Task directions - Your task is to filter the entries and copy every line containing the string "fixture".

┄┄┄┄┄┄

PR #14102, opened 2022-09-12
ARROW-17635: [Python][CI] Sync conda recipe with the arrow-cpp feedstock

h-vetinari:
Corresponds to status of feedstock as of https://github.com/conda-forge/arrow-cpp-feedstock/pull/848, minus obvious & intentional divergences in the setup here (with the exception of unpinning xsimd, which was [pinned](https://github.com/apache/arrow/blob/apache-arrow-9.0.0/cpp/cmake_modules/ThirdpartyToolchain.cmake#L2245) as of 9.0.0, but isn't anymore).

PR #14832, opened 2022-12-04
GH-14828: [CI][Conda] Sync with conda-forge, fix nightly jobs

### LINKED ISSUE #14828: [CI][Conda] Nightly CI jobs aren't maintained

Nightly CI jobs for Conda were fixed by @h-vetinari and @xhochy in GH-14102 but most nightly CI jobs are failing again this past month.

Can we maintain them? If we can't maintain them, can we remove them? Are they useful to maintain https://github.com/conda-forge/arrow-cpp-feedstock ?

http://crossbow.voltrondata.com/

Task Name | Since Last Successful Build | Last Successful Commit | Last Successful Build | First Failure | 9 Days Ago | 8 Days Ago | 7 Days Ago | 6 Days Ago | 5 Days Ago | 4 Days Ago | 3 Days Ago | 2 Days Ago | Most Recent Failure
-- | -- | -- | -- | -- | -- | -- | -- | -- | -- | -- | -- | -- | --
conda-win-vs2019-py37-r40 | 78 days | 5e6da78 | pending | fail | fail | fail | fail | fail | fail | fail | fail | fail | fail
conda-win-vs2019-py38 | 65 days | 60c9383 | pending | fail | fail | fail | fail | fail | fail | fail | fail | fail | fail
conda-linux-gcc-py310-arm64 | 29 days | 8e3a1e1 | pass | fail | fail | fail | fail | fail | fail | fail | fail | fail | fail
conda-linux-gcc-py310-cpu | 29 days | 8e3a1e1 | pass | fail | fail | fail | fail | fail | fail | fail | fail | fail | fail
conda-linux-gcc-py37-arm64 | 29 days | 8e3a1e1 | pass | fail | fail | fail | fail | fail | fail | fail | fail | fail | fail
conda-linux-gcc-py37-cpu-r40 | 29 days | 8e3a1e1 | pass | fail | fail | fail | fail | fail | fail | fail | fail | fail | fail
conda-linux-gcc-py37-cpu-r41 | 29 days | 8e3a1e1 | pass | fail | fail | fail | fail | fail | fail | fail | fail | fail | fail
conda-linux-gcc-py37-cuda | 29 days | 8e3a1e1 | pass | fail | fail | fail | fail | fail | fail | fail | fail | fail | fail
conda-linux-gcc-py37-ppc64le | 29 days | 8e3a1e1 | pass | fail | fail | fail | fail | fail | fail | fail | fail | fail | fail
conda-linux-gcc-py38-arm64 | 29 days | 8e3a1e1 | pass | fail | fail | fail | fail | fail | fail | fail | fail | fail | fail
conda-linux-gcc-py38-cpu | 29 days | 8e3a1e1 | pass | fail | fail | fail | fail | fail | fail | fail | fail | fail | fail
conda-linux-gcc-py38-cuda | 29 days | 8e3a1e1 | pass | fail | fail | fail | fail | fail | fail | fail | fail | fail | fail
conda-linux-gcc-py38-ppc64le | 29 days | 8e3a1e1 | pass | fail | fail | fail | fail | fail | fail | fail | fail | fail | fail
conda-linux-gcc-py39-arm64 | 29 days | 8e3a1e1 | pass | fail | fail | fail | fail | fail | fail | fail | fail | fail | fail
conda-linux-gcc-py39-cpu | 29 days | 8e3a1e1 | pass | fail | fail | fail | fail | fail | fail | fail | fail | fail | fail
conda-linux-gcc-py39-cuda | 29 days | 8e3a1e1 | pass | fail | fail | fail | fail | fail | fail | fail | fail | fail | fail
conda-linux-gcc-py39-ppc64le | 29 days | 8e3a1e1 | pass | fail | fail | fail | fail | fail | fail | fail | fail | fail | fail
conda-osx-arm64-clang-py38 | 29 days | 8e3a1e1 | pass | fail | fail | fail | fail | fail | fail | fail | fail | fail | fail
conda-osx-arm64-clang-py39 | 29 days | 8e3a1e1 | pass | fail | fail | fail | fail | fail | fail | fail | fail | fail | fail
conda-osx-clang-py37-r40 | 29 days | 8e3a1e1 | pass | fail | fail | fail | fail | fail | fail | fail | fail | fail | fail
conda-osx-clang-py37-r41 | 29 days | 8e3a1e1 | pass | fail | fail | fail | fail | fail | fail | fail | fail | fail | fail
conda-osx-clang-py38 | 29 days | 8e3a1e1 | pass | fail | fail | fail | fail | fail | fail | fail | fail | fail | fail
conda-osx-clang-py39 | 29 days | 8e3a1e1 | pass | fail | fail | fail | fail | fail | fail | fail | fail | fail | fail
conda-linux-gcc-py310-cuda | 15 days | 501b799 | pass | fail | fail | fail | fail | fail | fail | fail | fail | fail | fail
conda-linux-gcc-py310-ppc64le | 15 days | 501b799 | pass | fail | fail | fail | fail | fail | fail | fail | fail | fail | fail
conda-osx-arm64-clang-py310 | 15 days | 501b799 | pass | fail | fail | fail | fail | fail | fail | fail | fail | fail | fail
conda-osx-clang-py310 | 15 days | 501b799 | pass | fail | fail | fail | fail | fail | fail | fail | fail | fail | fail

### Component(s)

Continuous Integration, Packaging

h-vetinari:
Synching after https://github.com/conda-forge/arrow-cpp-feedstock/pull/875, which does quite a lot of things, see this [summary](https://github.com/conda-forge/arrow-cpp-feedstock/pull/875#pullrequestreview-1197658827). I'm not keeping the commit history here, but it might be instructive to check the commits there to see why certain changes came about.

It also fixes the CI that was broken by https://github.com/apache/arrow/commit/a3ef64b9583c3a92fac73e74e9e03e5d22a6d8f6 (undoing the changes of #14102 in `tasks.yml`).

Finally, it adapts to conda making a long-planned [switch](https://github.com/conda-forge/conda-forge.github.io/issues/1586) w.r.t. to the format / extension of the artefacts it produces.

I'm very likely going to need some help (or at least pointers) for the R-stuff. CC @xhochy
(for context, I never got a response to https://github.com/conda-forge/r-arrow-feedstock/pull/55, but I'll open a PR to build against libarrow 10).

Once this is done, I can open issues to tackle the tests that shouldn't be failing, resp. the segfaults on PPC resp. in conjunction with `sparse`.
* Closes: #14828


h-vetinari:
I have a tentative PR for r-arrow, but it's going to need some more work: https://github.com/conda-forge/r-arrow-feedstock/pull/58

kou:
@github-actions crossbow submit -g conda

h-vetinari:
OK, I think I cracked the r-issues in https://github.com/conda-forge/r-arrow-feedstock/pull/58, and updated things correspondingly here.

Also:
* avoid patch (line-ending issues when applying on windows), patch `gcs_server` fixture directly see https://github.com/apache/arrow/pull/14832/commits/759e7050d452539f58eabdb522028bc58421e6cb
* add r-jobs for linux-aarch64 & osx-arm64 (these were in fact broken by https://github.com/apache/arrow/commit/8139cdd3af4531fdabe6b3ebeff0a9cd30b7d16e and need `${R_ARGS}` to pass in cross-compilation)
* homogenize naming of conda jobs, see https://github.com/apache/arrow/pull/14832/commits/d08195784ffc1747458e36a779379800879ac3b3

h-vetinari:
@github-actions crossbow submit -g conda

h-vetinari:
@github-actions crossbow submit -g conda

python/pyarrow/tests/conftest.py
```diff
@@ -184,9 +184,16 @@ def gcs_server():
     args = [sys.executable, '-m', 'testbench', '--port', str(port)]
     proc = None
     try:
+        # check first if testbench module is available
+        import testbench  # noqa:F401
```
h-vetinari, line 188: Not doing this adds 30+ min to the CI runs, because (on conda-forge CI, with all tests), because each test using `GcsFileSystem` runs into a lengthy timeout game during `fs.create_dir(bucket)`

python/pyarrow/tests/conftest.py
```diff
@@ -184,9 +184,16 @@ def gcs_server():
...
+        # start server
         proc = subprocess.Popen(args, env=env)
-    except OSError as e:
+        # Make sure the server is alive.
+        assert proc.poll() is None
```
h-vetinari, line 192: Moving the assert is not strictly speaking necessary anymore, but still cleaner, because with the current setup this can just fail during the setup of the `gcsfs` fixture, which unnecessarily errors the respective tests, rather than just skipping them.

dev/tasks/conda-recipes/r-arrow/build.sh
```diff
@@ -1,9 +1,14 @@
...
-$R CMD INSTALL --build r/.
+# set C++17 due to abseil
+export ARROW_R_CXXFLAGS="${ARROW_R_CXXFLAGS} -std=c++17"
+
+if [[ "${target_platform}" == osx-* ]]; then
+    # See https://conda-forge.org/docs/maintainer/knowledge_base.html#newer-c-features-with-old-sdk
+    export ARROW_R_CXXFLAGS="${ARROW_R_CXXFLAGS} -D_LIBCPP_DISABLE_AVAILABILITY"
+fi
+
+${R} CMD INSTALL --build r/. ${R_ARGS}
```
h-vetinari, line 14: `${R_ARGS}` is apparently necessary to be able to cross-compile

dev/tasks/conda-recipes/r-arrow/build.sh
```diff
@@ -1,9 +1,14 @@
...
+#!/bin/bash
 set -ex
 
 export DISABLE_AUTOBREW=1
-# See https://conda-forge.org/docs/maintainer/knowledge_base.html#newer-c-features-with-old-sdk
-export ARROW_R_CXXFLAGS="${ARROW_R_CXXFLAGS} -D_LIBCPP_DISABLE_AVAILABILITY"
 
-$R CMD INSTALL --build r/.
+# set C++17 due to abseil
+export ARROW_R_CXXFLAGS="${ARROW_R_CXXFLAGS} -std=c++17"
```
h-vetinari, line 7: I realized later that this comment is not 100% accurate; it's less about abseil, and more about arrow having move the C++17, full stop. Unless people want a specific fix for that, I'll fix that in the feedstock and it'll be part of the next sync.

dev/tasks/conda-recipes/r-arrow/bld.bat
```diff
@@ -1,9 +1,14 @@
...
-IF %ERRORLEVEL% NEQ 0 exit 1
-cp %RECIPE_DIR%/install.libs.R r/src
-IF %ERRORLEVEL% NEQ 0 exit 1
-set "MAKEFLAGS=-j%CPU_COUNT%"
-"%R%" CMD INSTALL --build r
-IF %ERRORLEVEL% NEQ 0 exit 1
+@echo on
+
+bash %RECIPE_DIR%/build_win.sh
+IF %ERRORLEVEL% NEQ 0 exit 1
```
h-vetinari, line 4: This file had mangled line endings, see https://github.com/apache/arrow/pull/14832/commits/115fe7573902adb30f60a1b39c2eaa3759fdb349

dev/tasks/tasks.yml
```diff
@@ -240,220 +242,208 @@ tasks:
...
   #   an independent feedstock as it doesn't have the Python but the
-  #   R dimension. To limit the number of CI jobs, we are building `r-arrow`
-  #   with the Python 3.7 jobs.
+  #   R dimension.
   # * The files in `dev/tasks/conda-recipes/.ci_support/` are automatically
   #   generated and to be synced regularly from the feedstock. We have no way
   #   yet to generate them inside the arrow repository automatically.
 
-  conda-linux-gcc-py37-cpu-r40:
+  conda-linux-x64-cpu-r41:
```
h-vetinari, line 250: The overall diff in this file is pretty busted. Happy to explain if questions arise (also see individual commits)

h-vetinari (commented):
I think this is getting close to finished. For now it's a pretty faithful reproduction of the state of the feedstocks (https://github.com/conda-forge/arrow-cpp-feedstock/pull/911 & https://github.com/conda-forge/r-arrow-feedstock/pull/58). However, I made two more adaptations for the CI here that IMO make sense:

* Remove the openssl1.1.1 jobs - these exist on the feedstock because some packages in conda-forge haven't made the jump to openssl 3 yet, but that gap is rapidly closing and we're not getting much here for the (almost) duplication of CI jobs.
* Run tests for pyarrow only for one python version - there's very little variance between versions, and I don't expect this to miss much if anything. On the other hands, running the tests for 4 python versions takes quite a bunch longer, especially in emulation (linux-aarch64).
  * This is still a strict improvement over the status quo of not running tests; as discussed above, I'll raise issues for the test skips / segfaults once this PR is merged

Thoughts @kou @pitrou @raulcd @jorisvandenbossche @xhochy?

PS. The commits are pretty incremental, but somewhat redundant. I didn't bother squashing because that happens upon merge anyway. But happy to do so if it helps for reviewing.

python/pyarrow/tests/conftest.py
```diff
@@ -184,9 +184,16 @@ def gcs_server():
...
+    except (ModuleNotFoundError, OSError) as e:
         pytest.skip(f"Command {args} failed to execute: {e}")
+    except AssertionError as e:
```
pitrou, line 195: I would rather have an explicit `if` rather than an assert:
```suggestion
    if proc.poll() is not None:
```

pitrou:
@h-vetinari I see the PyArrow test suite is run only for Python 3.10, is that expected?

h-vetinari:
> However, I made two more adaptations for the CI here that IMO make sense:
> [...]
> 
>  * Run tests for pyarrow only for one python version - there's very little variance between versions, and I don't expect this to miss much if anything. On the other hands, running the tests for 4 python versions takes quite a bunch longer, especially in emulation (linux-aarch64).
>       
>    * This is still a strict improvement over the status quo of not running tests; as discussed above, I'll raise issues for the test skips / segfaults once this PR is merged

☝️

h-vetinari:
Context: Running the test suite 4 times makes the aarch builds take up to 4h.

pitrou:
Oops, I see. What about the x64 builds?

h-vetinari:
> Oops, I see. What about the x64 builds?

It's feasible on linux-x64 (~1.5h total); on win and osx it takes 2.5 - 3h for running it for all 4 versions.

I don't mind running it for all versions, I just didn't want to regress the runtime too much (because previously the test suite wasn't run at all). If you feel you have enough resources, then we can run the suite for all python versions, but again, I really doubt we'd catch anything additionally (and for such corner cases, we still run the suite for everything on the feedstock).

pitrou:
> I don't mind running it for all versions, I just didn't want to regress the runtime too much (because previously the test suite wasn't run at all).

Hmm, I see. How about doing it only on Linux x64?

h-vetinari:
Linux-x64 is the least failure-prone platform, but if you want, sure. :)

pitrou:
I meant run tests for all Python versions on Linux-x64, and for a single version on other platforms as you're doing here.

h-vetinari:
That's indeed how I understood it, but just wanted to add that the extra python version coverage is happening on the least failure-prone platform (so I'm still unsure this would catch anything).

I'll add a commit to do this when I get back to my computer

h-vetinari:
@github-actions crossbow submit -g conda

kou:
Can we remove `conda-osx-arm64-cpu-r41` and `conda-osx-arm64-cpu-r42` jobs because they failed to run `R -e "library('arrow')"`?

https://dev.azure.com/ursacomputing/crossbow/_build/results?buildId=40908&view=logs&j=cf796865-97b7-5cd1-be8e-6e00ce4fd8cf&t=88ee2fb8-46fd-5c68-fde3-1c8d31ba2a5f&l=28318

```text
+ /usr/..._placehold_/bin/R -e 'library('\''arrow'\'')'
/usr/..._placehold_/bin/R: line 271: /usr/..._placehold_/lib/R/bin/exec/R: Bad CPU type in executable
/usr/..._placehold_/bin/R: line 271: /usr/..._placehold_/lib/R/bin/exec/R: Undefined error: 0
```
Azure Pipelines doesn't provide arm64 macOS yet. So we can't run cross-compiled packages.

Or we may be able to ignore `$R -e "library('arrow')"` in `dev/tasks/conda-recipes/r-arrow/meta.yaml` https://github.com/apache/arrow/blob/master/dev/tasks/conda-recipes/r-arrow/meta.yaml#LL61 on cross-compiling.

h-vetinari:
> Can we remove `conda-osx-arm64-cpu-r41` and `conda-osx-arm64-cpu-r42` jobs because they failed to run `R -e "library('arrow')"`?

I'm pretty sure this is solved by https://github.com/apache/arrow/pull/14832/commits/b4147098fcdd229964bf3c97da129e2a5e4265e9.

> Azure Pipelines doesn't provide arm64 macOS yet. So we can't run cross-compiled packages.

Same for conda-forge, so we're cross-compiling there as well. I think the issue was that we need some kind of synch of `build_steps.sh` and `run_docker_build.sh`; while there's a comment here saying they have been modified for crossbow, I don't know what changes these are (aside from obvious ones like `R_CONFIG`).

In any case, I added a minimal [change](https://github.com/conda-forge/arrow-cpp-feedstock/blob/main/.scripts/build_steps.sh#L48-L50) from the conda-forge `build.sh` that should fix this.

h-vetinari:
> Can we remove `conda-osx-arm64-cpu-r41` and `conda-osx-arm64-cpu-r42` jobs because they failed to run `R -e "library('arrow')"`?

Other than that, I'd like to not remove them - they still serve as catching (build) regressions, not least due to the need to cross-compile.

h-vetinari:
@github-actions crossbow submit -g conda

h-vetinari:
As an aside, if you have the rights (e.g. @kou), you could cancel the currently running conda-builds (including the conda nightlies) in the crossbow queue? They're either obsoleted by the last few commits or (for the nightlies) going to fail anyway.

kou:
> if you have the rights (e.g. @kou), you could cancel the currently running conda-builds (including the conda nightlies) in the crossbow queue? 

I can do it but it seems that there are jobs only for `actions-d906b1c7f1` now.
Sorry for not canceling other jobs as soon as possible.

h-vetinari:
@github-actions crossbow submit -g conda

h-vetinari:
@kou @pitrou 
This should be ready, PTAL

h-vetinari:
> This should be ready, PTAL

Ugh, one more unexpected thing - I got caught off guard because `conda-osx-x64-cpu-r41` passed, but now `conda-osx-x64-cpu-r42` failed... 😑

h-vetinari:
@github-actions crossbow submit -g conda

h-vetinari:
The two failing jobs had spurious errors:
```
E   OSError: When reading information for key 'README.txt' in bucket 'mf-nwp-models': AWS Error NETWORK_CONNECTION during HeadObject operation: curlCode: 28, Timeout was reached
```

```
E                   PermissionError: [WinError 32] The process cannot access the file because it is being used by another process: 'C:\\Users\\VSSADM~1\\AppData\\Local\\Temp\\tmpc_geax_g\\z\\part-0.arrow'
```

They were both passing before (and will again), so for now I'm not touching them.

xhochy:
Changes look good. Any further help you would need from my side?

dev/tasks/conda-recipes/r-arrow/build.sh
kou: Could you add this note as comment in this file?

kou (approved):
+1

I can't review these changes deeply. Sorry.

It seems that these 2 errors aren't caused by conda. I think that we should improve PyArrow's tests.

h-vetinari:
> Changes look good. Any further help you would need from my side?

Happy to hear. You could review/merge https://github.com/conda-forge/r-arrow-feedstock/pull/58, but otherwise I think we're good.

jorisvandenbossche (approved):
Assuming the changes to the conda feedstock files are just adapted from upstream (as we would like them to be, without unnecessary changes on our side), I didn't review that part, but the changes to pyarrow itself look fine.

h-vetinari:
Alternatively, I guess an argument could be made that _one_ job per arch (counting cpu/cuda) could be enough, which builds all python versions, and then latest R on top.

raulcd:
> Looking at the two remaining failures

I have manually re-run `conda-linux-aarch64-cpu-r41` and it has succeeded

raulcd (approved):
I've tried reviewing the different commits individually and looks good to me

kou:
Can we merge this as-is? This fixes our nightly CI.
We can work on some improvements as follow-up tasks.

kou:
No objection. I'll merge this.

┄┄┄┄┄┄

Solution for this task -
* avoid patch (line-ending issues when applying on windows), patch `gcs_server` fixture directly see https://github.com/apache/arrow/pull/14832/commits/759e7050d452539f58eabdb522028bc58421e6cb
h-vetinari, line 192: Moving the assert is not strictly speaking necessary anymore, but still cleaner, because with the current setup this can just fail during the setup of the `gcsfs` fixture, which unnecessarily errors the respective tests, rather than just skipping them.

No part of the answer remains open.